HOW TO COMPLETE THIS TASK:
Reply with one number: the count of lines in the data that hold the string "prisma".

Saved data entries

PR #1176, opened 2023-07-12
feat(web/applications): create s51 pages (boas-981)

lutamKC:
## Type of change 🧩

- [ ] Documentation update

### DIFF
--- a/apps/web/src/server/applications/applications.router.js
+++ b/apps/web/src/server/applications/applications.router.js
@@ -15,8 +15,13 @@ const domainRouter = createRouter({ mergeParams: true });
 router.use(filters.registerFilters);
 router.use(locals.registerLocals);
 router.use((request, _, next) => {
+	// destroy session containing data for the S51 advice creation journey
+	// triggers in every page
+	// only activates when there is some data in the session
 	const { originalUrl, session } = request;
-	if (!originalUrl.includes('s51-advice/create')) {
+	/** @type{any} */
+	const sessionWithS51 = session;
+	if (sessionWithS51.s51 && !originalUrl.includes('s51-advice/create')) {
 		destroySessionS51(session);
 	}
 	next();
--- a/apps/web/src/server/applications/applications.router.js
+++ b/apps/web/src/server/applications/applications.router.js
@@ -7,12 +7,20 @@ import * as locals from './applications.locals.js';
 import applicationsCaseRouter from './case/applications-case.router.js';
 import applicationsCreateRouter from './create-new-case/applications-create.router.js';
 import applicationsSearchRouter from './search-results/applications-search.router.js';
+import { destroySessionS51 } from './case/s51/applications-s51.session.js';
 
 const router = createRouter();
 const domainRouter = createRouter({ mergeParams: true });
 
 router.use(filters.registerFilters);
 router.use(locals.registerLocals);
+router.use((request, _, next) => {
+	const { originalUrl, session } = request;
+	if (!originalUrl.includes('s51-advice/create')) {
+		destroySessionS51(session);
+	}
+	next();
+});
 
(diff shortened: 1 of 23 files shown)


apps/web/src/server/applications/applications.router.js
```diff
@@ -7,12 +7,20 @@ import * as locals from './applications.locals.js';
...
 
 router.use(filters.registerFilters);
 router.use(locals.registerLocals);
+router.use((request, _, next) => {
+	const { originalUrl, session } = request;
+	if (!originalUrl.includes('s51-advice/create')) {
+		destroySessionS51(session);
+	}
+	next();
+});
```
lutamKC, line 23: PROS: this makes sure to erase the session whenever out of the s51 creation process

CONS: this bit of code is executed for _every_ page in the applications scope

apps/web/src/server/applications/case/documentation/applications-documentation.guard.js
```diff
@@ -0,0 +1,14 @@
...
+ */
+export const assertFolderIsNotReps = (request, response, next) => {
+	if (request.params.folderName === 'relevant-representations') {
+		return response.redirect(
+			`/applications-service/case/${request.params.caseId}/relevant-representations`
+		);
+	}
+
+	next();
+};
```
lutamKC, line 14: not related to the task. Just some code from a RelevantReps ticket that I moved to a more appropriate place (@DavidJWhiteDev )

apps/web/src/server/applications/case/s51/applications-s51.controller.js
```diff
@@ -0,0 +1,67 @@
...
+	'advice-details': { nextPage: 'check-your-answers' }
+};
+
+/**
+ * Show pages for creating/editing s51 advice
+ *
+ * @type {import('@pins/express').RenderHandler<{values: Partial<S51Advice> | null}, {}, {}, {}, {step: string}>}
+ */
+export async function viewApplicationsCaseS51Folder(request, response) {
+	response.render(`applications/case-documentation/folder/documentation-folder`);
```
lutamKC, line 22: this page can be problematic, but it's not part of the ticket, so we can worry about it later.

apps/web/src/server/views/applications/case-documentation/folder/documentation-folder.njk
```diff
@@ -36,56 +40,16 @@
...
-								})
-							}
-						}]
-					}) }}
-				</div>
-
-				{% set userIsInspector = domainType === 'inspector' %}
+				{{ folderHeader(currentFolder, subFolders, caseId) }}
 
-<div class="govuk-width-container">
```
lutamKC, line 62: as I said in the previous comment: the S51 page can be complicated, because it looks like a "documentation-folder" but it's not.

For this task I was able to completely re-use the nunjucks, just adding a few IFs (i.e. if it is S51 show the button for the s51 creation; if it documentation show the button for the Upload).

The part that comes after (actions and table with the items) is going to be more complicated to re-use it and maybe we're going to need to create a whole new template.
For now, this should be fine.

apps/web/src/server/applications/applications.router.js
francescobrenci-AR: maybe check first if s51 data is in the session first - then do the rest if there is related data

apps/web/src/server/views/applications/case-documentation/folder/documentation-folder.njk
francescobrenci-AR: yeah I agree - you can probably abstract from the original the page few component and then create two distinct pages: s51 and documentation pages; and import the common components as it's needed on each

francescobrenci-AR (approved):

--

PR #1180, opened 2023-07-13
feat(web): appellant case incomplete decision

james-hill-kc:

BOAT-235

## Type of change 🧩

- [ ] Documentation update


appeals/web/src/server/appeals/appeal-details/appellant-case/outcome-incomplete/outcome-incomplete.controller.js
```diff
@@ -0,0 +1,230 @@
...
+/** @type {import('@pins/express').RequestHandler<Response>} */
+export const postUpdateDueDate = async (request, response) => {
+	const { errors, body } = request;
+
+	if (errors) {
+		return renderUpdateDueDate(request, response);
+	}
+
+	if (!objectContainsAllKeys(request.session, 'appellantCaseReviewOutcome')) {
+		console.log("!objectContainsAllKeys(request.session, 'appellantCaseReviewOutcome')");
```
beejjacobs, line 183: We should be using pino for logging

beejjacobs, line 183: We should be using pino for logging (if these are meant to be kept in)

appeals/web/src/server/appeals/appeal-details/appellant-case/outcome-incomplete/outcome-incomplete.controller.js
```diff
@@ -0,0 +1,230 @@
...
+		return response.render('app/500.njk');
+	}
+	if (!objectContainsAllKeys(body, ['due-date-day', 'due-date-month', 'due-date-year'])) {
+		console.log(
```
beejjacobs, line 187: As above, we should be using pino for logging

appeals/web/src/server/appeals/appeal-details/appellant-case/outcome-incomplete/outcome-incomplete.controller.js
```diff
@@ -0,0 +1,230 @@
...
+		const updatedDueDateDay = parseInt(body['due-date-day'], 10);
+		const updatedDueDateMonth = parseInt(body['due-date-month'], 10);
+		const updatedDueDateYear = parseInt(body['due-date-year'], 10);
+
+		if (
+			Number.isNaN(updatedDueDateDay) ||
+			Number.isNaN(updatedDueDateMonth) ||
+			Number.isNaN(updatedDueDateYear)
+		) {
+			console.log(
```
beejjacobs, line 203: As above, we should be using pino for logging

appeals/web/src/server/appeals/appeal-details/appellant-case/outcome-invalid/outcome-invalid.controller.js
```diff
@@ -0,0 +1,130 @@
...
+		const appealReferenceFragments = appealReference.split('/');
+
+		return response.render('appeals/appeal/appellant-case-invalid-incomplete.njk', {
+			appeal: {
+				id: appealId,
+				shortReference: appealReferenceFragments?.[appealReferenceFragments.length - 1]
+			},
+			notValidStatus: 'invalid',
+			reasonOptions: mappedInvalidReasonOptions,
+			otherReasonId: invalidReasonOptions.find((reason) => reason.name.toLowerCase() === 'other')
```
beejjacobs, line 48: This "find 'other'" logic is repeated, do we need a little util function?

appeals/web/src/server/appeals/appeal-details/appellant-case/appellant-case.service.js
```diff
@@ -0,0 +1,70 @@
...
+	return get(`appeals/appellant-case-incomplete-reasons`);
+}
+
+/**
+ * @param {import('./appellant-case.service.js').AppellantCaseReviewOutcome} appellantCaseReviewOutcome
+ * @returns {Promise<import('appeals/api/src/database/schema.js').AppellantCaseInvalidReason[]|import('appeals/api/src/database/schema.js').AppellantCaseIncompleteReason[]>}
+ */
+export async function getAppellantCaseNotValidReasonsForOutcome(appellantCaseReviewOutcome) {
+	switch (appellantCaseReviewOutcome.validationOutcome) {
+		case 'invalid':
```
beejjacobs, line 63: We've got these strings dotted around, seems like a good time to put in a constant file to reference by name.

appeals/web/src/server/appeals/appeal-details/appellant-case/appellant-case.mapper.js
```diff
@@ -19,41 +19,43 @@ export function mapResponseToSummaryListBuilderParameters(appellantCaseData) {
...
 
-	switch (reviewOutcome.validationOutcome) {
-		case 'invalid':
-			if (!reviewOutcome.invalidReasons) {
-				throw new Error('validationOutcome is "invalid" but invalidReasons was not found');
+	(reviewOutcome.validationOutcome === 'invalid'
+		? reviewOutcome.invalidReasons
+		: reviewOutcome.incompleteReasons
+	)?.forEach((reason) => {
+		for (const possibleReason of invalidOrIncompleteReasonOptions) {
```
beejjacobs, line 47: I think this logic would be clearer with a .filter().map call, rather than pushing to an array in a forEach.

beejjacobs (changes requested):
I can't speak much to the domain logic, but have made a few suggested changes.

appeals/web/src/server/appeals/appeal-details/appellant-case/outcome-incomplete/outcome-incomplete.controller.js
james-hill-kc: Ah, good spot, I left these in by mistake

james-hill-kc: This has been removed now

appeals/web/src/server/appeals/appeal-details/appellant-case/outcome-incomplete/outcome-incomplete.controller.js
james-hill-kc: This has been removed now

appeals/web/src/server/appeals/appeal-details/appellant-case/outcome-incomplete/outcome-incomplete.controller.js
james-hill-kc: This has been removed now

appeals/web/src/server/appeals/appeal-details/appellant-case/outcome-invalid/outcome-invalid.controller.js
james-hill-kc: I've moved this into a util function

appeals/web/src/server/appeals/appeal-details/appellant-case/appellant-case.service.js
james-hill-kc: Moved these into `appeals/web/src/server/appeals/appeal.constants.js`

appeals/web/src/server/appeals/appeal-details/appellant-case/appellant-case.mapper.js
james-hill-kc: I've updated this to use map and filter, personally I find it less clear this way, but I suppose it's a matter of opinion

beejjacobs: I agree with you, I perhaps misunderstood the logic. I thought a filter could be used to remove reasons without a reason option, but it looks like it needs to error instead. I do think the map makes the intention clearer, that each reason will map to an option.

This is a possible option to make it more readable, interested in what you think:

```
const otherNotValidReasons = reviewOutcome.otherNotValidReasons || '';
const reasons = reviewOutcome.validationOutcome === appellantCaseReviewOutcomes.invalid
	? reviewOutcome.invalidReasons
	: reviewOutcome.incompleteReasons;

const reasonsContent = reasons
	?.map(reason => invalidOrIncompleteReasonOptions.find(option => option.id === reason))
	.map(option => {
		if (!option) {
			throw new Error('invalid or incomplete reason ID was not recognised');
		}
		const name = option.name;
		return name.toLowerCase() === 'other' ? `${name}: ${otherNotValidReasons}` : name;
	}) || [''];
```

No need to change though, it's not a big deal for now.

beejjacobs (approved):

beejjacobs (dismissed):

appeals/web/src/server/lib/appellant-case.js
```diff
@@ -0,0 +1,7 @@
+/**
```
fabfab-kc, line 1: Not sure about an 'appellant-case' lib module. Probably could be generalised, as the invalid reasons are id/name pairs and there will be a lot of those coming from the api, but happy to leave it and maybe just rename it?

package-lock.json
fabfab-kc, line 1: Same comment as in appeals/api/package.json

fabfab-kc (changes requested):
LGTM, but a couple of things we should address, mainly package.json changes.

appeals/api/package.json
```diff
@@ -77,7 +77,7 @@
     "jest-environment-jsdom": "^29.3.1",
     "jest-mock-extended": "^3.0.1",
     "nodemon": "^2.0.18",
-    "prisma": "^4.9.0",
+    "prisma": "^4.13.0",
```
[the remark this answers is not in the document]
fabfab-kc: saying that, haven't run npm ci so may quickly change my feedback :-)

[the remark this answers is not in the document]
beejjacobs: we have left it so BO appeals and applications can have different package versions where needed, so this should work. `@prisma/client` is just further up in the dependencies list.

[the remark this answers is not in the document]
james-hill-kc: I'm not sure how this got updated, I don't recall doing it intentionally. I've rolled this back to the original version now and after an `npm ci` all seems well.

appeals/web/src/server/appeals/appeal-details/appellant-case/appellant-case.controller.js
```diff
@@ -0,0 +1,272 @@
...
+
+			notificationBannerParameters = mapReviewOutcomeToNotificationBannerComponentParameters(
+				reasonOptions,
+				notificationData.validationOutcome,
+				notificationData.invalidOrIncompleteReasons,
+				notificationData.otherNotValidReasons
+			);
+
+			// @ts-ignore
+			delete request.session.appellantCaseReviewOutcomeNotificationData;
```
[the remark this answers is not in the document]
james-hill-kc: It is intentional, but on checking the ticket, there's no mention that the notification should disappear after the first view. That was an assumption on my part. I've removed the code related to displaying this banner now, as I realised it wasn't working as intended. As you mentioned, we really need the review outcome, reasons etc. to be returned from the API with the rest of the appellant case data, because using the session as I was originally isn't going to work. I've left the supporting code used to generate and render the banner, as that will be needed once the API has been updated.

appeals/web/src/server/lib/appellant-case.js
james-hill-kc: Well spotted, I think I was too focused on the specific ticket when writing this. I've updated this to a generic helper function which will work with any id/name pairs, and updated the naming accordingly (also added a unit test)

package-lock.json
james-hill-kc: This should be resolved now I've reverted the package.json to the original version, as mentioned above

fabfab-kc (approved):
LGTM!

EXERCISE ANSWER:
3